- Born: 17 October 1984 (age 41)
- Other names: KD
- Occupations: Director, screenwriter, screenplay
- Years active: 2013–present
- Spouse: Twinkel Yagnik
- Website: www.bigboxseries.com

= Krishnadev Yagnik =

Indian film director

Krishnadev Yagnik (born 17 October 1984) is an Indian film director and screenwriter, known for his works primarily in Gujarati cinema. He is known for directing films such as Chhello Divas (2015), Karsandas Pay & Use (2017), and Shu Thayu? (2018). Shu Thayu? and Chhello Divas are among highest-grossing Gujarati films. In 2016 he has also directed the Hindi remake of his film Chhello Divas, titled Days of Tafree.

He co-founded the film production house called Belvedere Films, under which the films Shu Thayu?, Chhello Divas and Karsandas Pay & Use were produced. He wrote and directed Raado (2022), Naadi Dosh (2022), and Vash (2023), which are all Gujarati films.

==Career==
Yagnik began his career as a guitarist in garba band. He moved to Bombay pursue the career as a composer. After early struggles, he got an opportunity as Jatin Pandit's assistant. However, unable to find further opportunities as a composer, he decided to direct his own movie. He learned screenwriting and direction from YouTube videos and tutorials. With his friend Vaishal Shah, he managed to fundraise money to direct his debut film, Chhello Divas, which turned out to be one of the highest-grossing Gujarati films of all-time, earning ₹18 crore.

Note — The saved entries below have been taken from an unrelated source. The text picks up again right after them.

PR #1383, opened 2025-07-15
MuonClip draft in optax

rdyro:


optax/contrib/_muon.py
```diff
@@ -297,3 +297,151 @@ def muon(
...
+  return base.GradientTransformationExtraArgs(init_fn, update_fn)
+
+
+def _example_qk_proj_param_label_fn(params: base.Params):
+    params_with_paths, treedef = jax.tree.flatten_with_path(params)
+
+    def mask_fn(path_param):
+        path, param = path_param
+        str_path = "/".join(map(str, path))
+        if param.ndim == 2 and "q_proj" in str_path:
```
gagika, line 358: shouldn't you also use moun_clip for "k_proj" ?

Yagnik co-founded the production houses, Big Box Series and Belvedere Films.

==Filmography==

| Year | Film | Language | Director | Producer | Writer |
| 2015 | Chhello Divas | Gujarati | Yes | Yes | Yes |
| 2016 | Days of Tafree | Hindi | Yes | No | Yes |
| 2017 | Karsandas Pay and Use | Gujarati | Yes | Yes | Yes |
| 2018 | Shu Thayu? | Gujarati | Yes | Yes | Yes |
| Vandha Villas | Gujarati | No | No | Yes |
| 2022 | Naadi Dosh | Gujarati | Yes | No | Yes |
| Raado | Gujarati | Yes | No | Yes |
| 2023 | Vash | Gujarati | Yes | No | Yes |
| 2024 | Danny Jigar | Gujarati | Yes | No | Yes |
| Kasoombo | Gujarati | No | Yes | No |
| Shaitaan | Hindi | No | No | Yes |
| Jagat | Gujarati | No | Yes | No |
| Trisha On The Rocks | Gujarati | Yes | No | Yes |
| 2025 | Mithada Maheman | Gujarati | No | Yes | No |
| Vash Level 2 | Gujarati | Yes | No | Yes |

==Awards==
Krishnadev was awarded as the best director for the film Karsandas Pay & Use at International Gujarati Film Festival in 2018. Vash won National Film Award for Best Gujarati Feature Film at the 71st National Film Awards.